Policymakers in education, privacy advocates, parents, and those working in education technology (EdTech) are often pupils themselves – of student privacy laws. In the absence of a comprehensive baseline consumer privacy law, student privacy is addressed by a patchwork of state and federal laws. With more and more states legislating around privacy in new and novel ways, understanding these laws has become challenging.
To help sort through this maze of laws, CDT developed a state-by-state survey of student privacy laws, along with a great team at BakerHostetler. This student privacy compendium is a tremendous resource for privacy advocates, policymakers, and anyone who wants to know more about how student data in their state is protected.
California’s Student Online Personal Information Protect Act (SOPIPA) is an example of a state developing a comprehensive law for student privacy and serves as a model for many other states thinking about the issue. However, as the compendium makes clear, many state laws are far less protective and use very different approaches, including variations in when personally identifiable information may be collected and stored, or in determining when school administrators and third parties have access to student data and what they are allowed to do with it.
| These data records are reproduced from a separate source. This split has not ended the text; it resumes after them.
PR #582, opened 2021-03-26
Added kernel module, debug, and headers when perf is enabled

solarkennedy:
Many perf tools require linux headers and other
related kernel-specific files to operate.

Instead of requiring every container to have these packages,
bind-mounting them is more convenient, and ensures that they
are always accurate and correct for the running kernel
as it changes.

Additionally it works for any container, regardless of their distro.

### DIFF
--- a/executor/runtime/docker/docker.go
+++ b/executor/runtime/docker/docker.go
@@ -1100,6 +1100,9 @@ func (r *DockerRuntime) Prepare(ctx context.Context) error { // nolint: gocyclo
 	r.volumeContainers = volumeContainers
 
 	bindMounts = append(bindMounts, getLXCFsBindMounts()...)
+	if r.c.SeccompAgentEnabledForPerfSyscalls() {
+		bindMounts = append(bindMounts, getKernelBindMounts()...)
+	}
 
 	dockerCfg, hostCfg, err = r.mainContainerDockerConfig(r.c, bindMounts, size, volumeContainers)
 	if err != nil {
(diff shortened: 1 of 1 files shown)


executor/runtime/docker/docker.go
```diff
@@ -1158,6 +1161,31 @@ func (r *DockerRuntime) createTitusEnvironmentFile(c runtimeTypes.Container) err
 	return writeTitusEnvironmentFile(c.Env(), f)
 }
 
+func getUnameR() (string, error) {
+	cmd := exec.Command("/bin/uname", "-r")
```
sargun, line 1165: Can't we call uname directly from the executor? 
https://pkg.go.dev/golang.org/x/sys/unix#Utsname

executor/runtime/docker/docker.go
```diff
@@ -1158,6 +1161,31 @@ func (r *DockerRuntime) createTitusEnvironmentFile(c runtimeTypes.Container) err
...
+
+func getKernelBindMounts() []string {
+	mounts := []string{
+		"/boot:/boot:ro",
+		"/lib/modules:/lib/modules:ro",
+	}
+	unameR, err := getUnameR()
+	if err != nil {
+		kernelHeaders := fmt.Sprintf("/usr/src/linux-headers-%s:/usr/src/linux-headers-%s:ro", unameR, unameR)
+		mounts = append(mounts, kernelHeaders)
```
sargun, line 1184: Will this work with bind mounts, or since the uid is unmapped, will it show up as uid 0? (nobody / unbound?)

solarkennedy: Shows up as nobody/nogroup, works fine.

executor/runtime/docker/docker.go
solarkennedy: Can do.

sargun (approved):

PR #584, opened 2021-03-26
First pass MVP at titus-logviewer using HTTPS

solarkennedy:
Since we use browsers to access this endpoint and read these files,
it is becoming increasingly more important to use HTTPS.

It this is a good approach (seems easy), I can add rotation triggers,
add the env variables to our local config in Netflix to point to
web-ready certs, and change the UI to point at https instead of
http.

I have verified that the web.certs we have *do* respond cleanly
to their IP:<ip>.

### DIFF
--- a/cmd/titus-logviewer/main.go
+++ b/cmd/titus-logviewer/main.go
@@ -1,6 +1,7 @@
 package main
 
 import (
+	"crypto/tls"
 	"net/http"
 
 	log2 "github.com/Netflix/titus-executor/utils/log"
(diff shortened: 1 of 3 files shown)


cconger:
LGTM.  I think if you go the `GetCertificate` route on your TLS config it'll allow easier rotation with GetCertificate just loading from a mutex guarded variable that can be updated at some frequency. 

Here's an example doing the pattern I'm thinking: https://github.com/diogomonica/certificate-rotation/blob/master/certificate_rotation.go

cconger (approved):

corindwyer (approved):

solarkennedy:
> LGTM. I think if you go the `GetCertificate` route on your TLS config it'll allow easier rotation with GetCertificate just loading from a mutex guarded variable that can be updated at some frequency.
> 
> Here's an example doing the pattern I'm thinking: https://github.com/diogomonica/certificate-rotation/blob/master/certificate_rotation.go

Cool, ty for the example. I'll get this on the next pass (if I need it?).

rgulewich:
> Cool, ty for the example. I'll get this on the next pass (if I need it?).

You're going to need this - the web certs are rotated every 2 weeks (might be less time now), so this will break after the first rotation.  There's code that does something very similar in `metadataserver/`.

LGTM otherwise, though.

PR #585, opened 2021-03-29
Seccomp rebase default3

solarkennedy:
Final pass of the great seccomp json rebase.


solarkennedy:
@sargun I tried to do this via jsonnet and json patch, neither look good.

With jssonnet, I couldn't figure out how to take an object and "find" the right syscalls block that I needed to edit. 
Using std.objectFields I could iterate over the big map, but I didn't know how I could reliably find the one element of the `syscalls` array (`13`) that I wanted. I think if I could reliably find it, then I could pluck out the elements of the allowed syscalls by name (bpf/perf_event_open, etc), but I couldn't get that step 2.

In json patch method, the patch isn't something that makes any sense. Here is me removing bpf from the SYSADMIN allow blocks:
```
[
  {
    "op": "remove",
    "path": "/syscalls/13/names/0"
  },
  {
    "op": "remove",
    "path": "/syscalls/13/names/11"
  },
  {
    "op": "move",
    "from": "/syscalls/13/names/11",
    "path": "/syscalls/13/names/11"
  },
  {
    "op": "move",
    "from": "/syscalls/13/names/12",
    "path": "/syscalls/13/names/12"
  },
  {
    "op": "move",
    "from": "/syscalls/13/names/13",
    "path": "/syscalls/13/names/13"
  },
  {
    "op": "move",
    "from": "/syscalls/13/names/14",
    "path": "/syscalls/13/names/14"
  },
  {
    "op": "move",
    "from": "/syscalls/13/names/15",
    "path": "/syscalls/13/names/15"
  },
  {
    "op": "move",
    "from": "/syscalls/13/names/16",
    "path": "/syscalls/13/names/16"
  },
  {
    "op": "move",
    "from": "/syscalls/13/names/17",
    "path": "/syscalls/13/names/17"
  }
]
```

Federal laws that offer some protections for the privacy of student data include the Family Educational Rights and Privacy Act (FERPA) and the Children’s Online Privacy Protection Act (COPPA). These laws protect educational records, which include student course schedules and grades received, and requiring parental consent before registering for certain online services. But both laws have failed to keep up with the pace of innovation in EdTech, leading to more aggressive legislation in some states, as detailed in the compendium.
Surveying 50 states is not easy work and a lot of smart people put in many hours creating this resource. I’d like to thank Alex Bradshaw, Ian Williams, and Vijay Kasschau from CDT for their contributions. In addition to the folks at BakerHostetler, Will Hellmuth was also instrumental in moving the project forward.